PR #6965, opened 2022-08-20
BF(TEMP): use git-annex from neurodebian -devel to gain fix for bug detected with datalad-crawler

yarikoptic:
the issue is https://git-annex.branchable.com/bugs/regression__58___fails_to___39__add_.__39___if_file_was_renamed/
and should be addressed in 10.20220724+git144-gc25ade4d9-1~ndall+1, which likely would not
be released for a bit more since would trigger upgrades to v9.  To make CI green again, built
curent snapshot and uploaed to -devel of neurodebian

[skip travis]
[skip appveyor]


yarikoptic:
Crawler is green now, let's proceed!

PR #6971, opened 2022-08-21
Faciliate backports to Debian bullseye

mih:
The `platformdirs` dependency (since 0.16.0) is a pain in the butt to backport to the present Debian stable release. Rather backporting chains of 2nd-level dependencies, this change reverts that move, and brings back `appdirs` on this platform.

This patch setup assume the good 'old `backport-dsc` tool and can be applied with

`backport-dsc -d bullseye -s dl11 datalad_0.17.1-2.dsc`

Where `datalad_0.17.1-2.dsc` is generated with `gbp`

```
gbp buildpackage --git-builder="dpkg-source -b ." --git-postbuild=
```

or whatever floats your boat.

The recorded (and included) run-record captures how the actual patch can be regenerated for future releases of DataLad (rather than having to fiddle with the diff directly).

Otherwise this change is entirely orthogonal to the rest of the Debian packing.

### DIFF
--- a/debian/patches/bullseye-dsc-patch
+++ b/debian/patches/bullseye-dsc-patch
@@ -1,0 +1,13 @@
+diff --git a/debian/control b/debian/control
+index d88d575da..b94e31430 100644
+--- a/debian/control
++++ b/debian/control
+@@ -34,7 +33,7 @@ Build-Depends: debhelper (>= 11),
+                python3-pytest,
+                python3-packaging,
+                python3-pil,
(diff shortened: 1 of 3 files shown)


yarikoptic:
FWIW the only possibly relevant change in platformdirs since appdirs was

```
platformdirs 2.2.0
------------------
- Unix: Fallback to default if XDG environment variable is empty
```

so performance wise indeed should be just as fine at large.  Lets do it, and I might pick it up for few other ubuntu releases

PR #6974, opened 2022-08-22
Reimplement GitRepo.get_submodules_() without get_content_info() and avoiding O(N^2) performance hit

yarikoptic:
This PR is based on work by @mih in https://github.com/datalad/datalad/issues/6941 so it 

Fixes #6940
Fixes #6941

but I took only 1 commit relevant to the stated in the title work, others were already merged in their own #6944 .  While working on the solution and adding a unittest I realized (well -- added test failed ;-) ) that we still have inconsistent handling of the invocation of git commands whenever we DO provide `paths` but the list is empty as if eg "nothing matched".  Awhile back we had already a fix introduced at higher level of get_content_info in https://github.com/datalad/datalad/commit/ec0243c92822f36ada5e87557eb9f5f53929c9ff . In this PR (last commit ATM) I am attempting to fix it in the core -- at the point of invocation of any git command via `_generator_call_git` and also fixing some conditions I did encounter in the code where IMHO it should be `if paths is not None` instead of just `if paths`.

I thought that #6941 was against `maint` and only now realized that it was against `master`.  Indeed the initial change (since code worked ok, just performance was bad) worth `master` and the fix for `paths` can also have "far going manifestations", so I would be ok to rebase it against `master`. But originally submitting as was "planned" against `maint` to see how CI reacts to those "core fixes"

PR #6976, opened 2022-08-24
BF: make logic more consistent for files=[] argument (which is False but not None)

yarikoptic:
Similar problem was resolved previously at higher level in
http://github.com/datalad/datalad/commit/ec0243c92822f36ada5e87557eb9f5f53929c9ff
for get_content_info.  But IMHO it could and should be resolved at the
lowest/common point of invocation, that is why I added it to
_generator_call_git which is underlying most (if not all, hard to tell now ;) )
git invocations.

I also fixed a few other invocations where it was pure `if files` or `if paths`.

This commit was initially proposed as a part of the #6974 but there it failed and later I realized that approach I proposed in that PR for `get_modules_` was flawed, so this PR is dedicated to only this change (although at once across different commands/levels). Want to see if we could distill it independently.

### DIFF
--- a/datalad/dataset/gitrepo.py
+++ b/datalad/dataset/gitrepo.py
@@ -330,6 +330,12 @@ class GitRepo(RepoInterface, metaclass=PathBasedFlyweight):
                 files,
                 protocol=GeneratorStdOutErrCapture,
                 env=env)
+        elif files is not None:
+            # it was an empty structure, so we did provide paths but "empty",
+            # then we must not return anything. For more reasoning see
+            # ec0243c92822f36ada5e87557eb9f5f53929c9ff which added similar code pattern
+            # within get_content_info
+            return
         else:
             generator = self._git_runner.run(
                 cmd,
--- a/datalad/support/annexrepo.py
+++ b/datalad/support/annexrepo.py
@@ -3370,7 +3370,7 @@ class AnnexRepo(GitRepo, RepoInterface):
         else:
             cmd = ['find'] + cmd
             # stringify any pathobjs
-            if paths is not None:
+            if paths:  # we have early exit above in case of [] and not None
                 files = [str(p) for p in paths]
             else:
                 cmd += ['--include', '*']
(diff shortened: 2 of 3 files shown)


yarikoptic:
wow -- "all green" . The only confusing item is a flaky test failure on Travis - confused since I thought that we xfail'ed that test_ExtractedArchive recently in https://github.com/datalad/datalad/pull/6912/files . And code in traceback shows that `try` but not clear how the heck `if 'nfsmount' in fpath:` did not match or ` pytest.xfail(` didn't raise its own exception? I dont' know. I have restarted that job. And will take this PR our of draft since I think it is the right thing to do/fix here although we might run into cases where it would show changed behavior (but may be "for good")

yarikoptic:
eh, last commit adjusting for "early decision making" did introduce regression!

```
        assert_false(
            ds.repo.get_content_annexinfo(paths=[], ref="HEAD", init=None))
        # ... where whatever was passed for init will be returned as is.
>       assert_equal(
            ds.repo.get_content_annexinfo(
                paths=[], ref="HEAD", init={"random": {"entry": "a"}}),
            {"random": {"entry": "a"}})
../datalad/support/tests/test_fileinfo.py:323: 
first = OrderedDict(), second = {'random': {'entry': 'a'}}, msg = None
        if msg is None:
E           AssertionError: assert OrderedDict() == {'random': {'entry': 'a'}}
E             Right contains 1 more item:
E             {'random': {'entry': 'a'}}
E             Full diff:
E             - {'random': {'entry': 'a'}}
E             + OrderedDict()
../datalad/tests/utils_pytest.py:107: AssertionError
```
because there is apparently some extra semantic of `init` for `dict-like`.

```
        init : 'git' or dict-like or None
          If set to 'git' annex content info will amend the output of
          GitRepo.get_content_info(), otherwise the dict-like object
          supplied will receive this information and the present keys will
          limit the report of annex properties. Alternatively, if `None`
          is given, no initialization is done, and no limit is in effect.
```

which is imho likely something to be done outside or with a helper...  Hence I reverted that shortcut return change, leaving only the portion for that "heavily debated" `if paths` to stay as is.

yarikoptic:
appveyor fail is unrelated

```
FAILED ../datalad/support/tests/test_parallel.py::test_gracefull_death - assert 20 >= 23
```
Let's proceed with the release and someone could subsequently push on more of similar unification or adding shortcut returns for some performance benefit.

EXERCISE: The required output is the complete set of records, reproduced exactly.

WRITTEN SOLUTION:
PR #6965, opened 2022-08-20
BF(TEMP): use git-annex from neurodebian -devel to gain fix for bug detected with datalad-crawler

yarikoptic:
the issue is https://git-annex.branchable.com/bugs/regression__58___fails_to___39__add_.__39___if_file_was_renamed/
and should be addressed in 10.20220724+git144-gc25ade4d9-1~ndall+1, which likely would not
be released for a bit more since would trigger upgrades to v9.  To make CI green again, built
curent snapshot and uploaed to -devel of neurodebian

[skip travis]
[skip appveyor]


yarikoptic:
Crawler is green now, let's proceed!

PR #6971, opened 2022-08-21
Faciliate backports to Debian bullseye

mih:
The `platformdirs` dependency (since 0.16.0) is a pain in the butt to backport to the present Debian stable release. Rather backporting chains of 2nd-level dependencies, this change reverts that move, and brings back `appdirs` on this platform.

This patch setup assume the good 'old `backport-dsc` tool and can be applied with

`backport-dsc -d bullseye -s dl11 datalad_0.17.1-2.dsc`

Where `datalad_0.17.1-2.dsc` is generated with `gbp`

```
gbp buildpackage --git-builder="dpkg-source -b ." --git-postbuild=
```

or whatever floats your boat.

The recorded (and included) run-record captures how the actual patch can be regenerated for future releases of DataLad (rather than having to fiddle with the diff directly).

Otherwise this change is entirely orthogonal to the rest of the Debian packing.

### DIFF
--- a/debian/patches/bullseye-dsc-patch
+++ b/debian/patches/bullseye-dsc-patch
@@ -1,0 +1,13 @@
+diff --git a/debian/control b/debian/control
+index d88d575da..b94e31430 100644
+--- a/debian/control
++++ b/debian/control
+@@ -34,7 +33,7 @@ Build-Depends: debhelper (>= 11),
+                python3-pytest,
+                python3-packaging,
+                python3-pil,
(diff shortened: 1 of 3 files shown)


yarikoptic:
FWIW the only possibly relevant change in platformdirs since appdirs was

```
platformdirs 2.2.0
------------------
- Unix: Fallback to default if XDG environment variable is empty
```

so performance wise indeed should be just as fine at large.  Lets do it, and I might pick it up for few other ubuntu releases

PR #6974, opened 2022-08-22
Reimplement GitRepo.get_submodules_() without get_content_info() and avoiding O(N^2) performance hit

yarikoptic:
This PR is based on work by @mih in https://github.com/datalad/datalad/issues/6941 so it 

Fixes #6940
Fixes #6941

but I took only 1 commit relevant to the stated in the title work, others were already merged in their own #6944 .  While working on the solution and adding a unittest I realized (well -- added test failed ;-) ) that we still have inconsistent handling of the invocation of git commands whenever we DO provide `paths` but the list is empty as if eg "nothing matched".  Awhile back we had already a fix introduced at higher level of get_content_info in https://github.com/datalad/datalad/commit/ec0243c92822f36ada5e87557eb9f5f53929c9ff . In this PR (last commit ATM) I am attempting to fix it in the core -- at the point of invocation of any git command via `_generator_call_git` and also fixing some conditions I did encounter in the code where IMHO it should be `if paths is not None` instead of just `if paths`.

I thought that #6941 was against `maint` and only now realized that it was against `master`.  Indeed the initial change (since code worked ok, just performance was bad) worth `master` and the fix for `paths` can also have "far going manifestations", so I would be ok to rebase it against `master`. But originally submitting as was "planned" against `maint` to see how CI reacts to those "core fixes"

PR #6976, opened 2022-08-24
BF: make logic more consistent for files=[] argument (which is False but not None)

yarikoptic:
Similar problem was resolved previously at higher level in
http://github.com/datalad/datalad/commit/ec0243c92822f36ada5e87557eb9f5f53929c9ff
for get_content_info.  But IMHO it could and should be resolved at the
lowest/common point of invocation, that is why I added it to
_generator_call_git which is underlying most (if not all, hard to tell now ;) )
git invocations.

I also fixed a few other invocations where it was pure `if files` or `if paths`.

This commit was initially proposed as a part of the #6974 but there it failed and later I realized that approach I proposed in that PR for `get_modules_` was flawed, so this PR is dedicated to only this change (although at once across different commands/levels). Want to see if we could distill it independently.

### DIFF
--- a/datalad/dataset/gitrepo.py
+++ b/datalad/dataset/gitrepo.py
@@ -330,6 +330,12 @@ class GitRepo(RepoInterface, metaclass=PathBasedFlyweight):
                 files,
                 protocol=GeneratorStdOutErrCapture,
                 env=env)
+        elif files is not None:
+            # it was an empty structure, so we did provide paths but "empty",
+            # then we must not return anything. For more reasoning see
+            # ec0243c92822f36ada5e87557eb9f5f53929c9ff which added similar code pattern
+            # within get_content_info
+            return
         else:
             generator = self._git_runner.run(
                 cmd,
--- a/datalad/support/annexrepo.py
+++ b/datalad/support/annexrepo.py
@@ -3370,7 +3370,7 @@ class AnnexRepo(GitRepo, RepoInterface):
         else:
             cmd = ['find'] + cmd
             # stringify any pathobjs
-            if paths is not None:
+            if paths:  # we have early exit above in case of [] and not None
                 files = [str(p) for p in paths]
             else:
                 cmd += ['--include', '*']
(diff shortened: 2 of 3 files shown)


yarikoptic:
wow -- "all green" . The only confusing item is a flaky test failure on Travis - confused since I thought that we xfail'ed that test_ExtractedArchive recently in https://github.com/datalad/datalad/pull/6912/files . And code in traceback shows that `try` but not clear how the heck `if 'nfsmount' in fpath:` did not match or ` pytest.xfail(` didn't raise its own exception? I dont' know. I have restarted that job. And will take this PR our of draft since I think it is the right thing to do/fix here although we might run into cases where it would show changed behavior (but may be "for good")

yarikoptic:
eh, last commit adjusting for "early decision making" did introduce regression!

```
        assert_false(
            ds.repo.get_content_annexinfo(paths=[], ref="HEAD", init=None))
        # ... where whatever was passed for init will be returned as is.
>       assert_equal(
            ds.repo.get_content_annexinfo(
                paths=[], ref="HEAD", init={"random": {"entry": "a"}}),
            {"random": {"entry": "a"}})
../datalad/support/tests/test_fileinfo.py:323: 
first = OrderedDict(), second = {'random': {'entry': 'a'}}, msg = None
        if msg is None:
E           AssertionError: assert OrderedDict() == {'random': {'entry': 'a'}}
E             Right contains 1 more item:
E             {'random': {'entry': 'a'}}
E             Full diff:
E             - {'random': {'entry': 'a'}}
E             + OrderedDict()
../datalad/tests/utils_pytest.py:107: AssertionError
```
because there is apparently some extra semantic of `init` for `dict-like`.

```
        init : 'git' or dict-like or None
          If set to 'git' annex content info will amend the output of
          GitRepo.get_content_info(), otherwise the dict-like object
          supplied will receive this information and the present keys will
          limit the report of annex properties. Alternatively, if `None`
          is given, no initialization is done, and no limit is in effect.
```

which is imho likely something to be done outside or with a helper...  Hence I reverted that shortcut return change, leaving only the portion for that "heavily debated" `if paths` to stay as is.

yarikoptic:
appveyor fail is unrelated

```
FAILED ../datalad/support/tests/test_parallel.py::test_gracefull_death - assert 20 >= 23
```
Let's proceed with the release and someone could subsequently push on more of similar unification or adding shortcut returns for some performance benefit.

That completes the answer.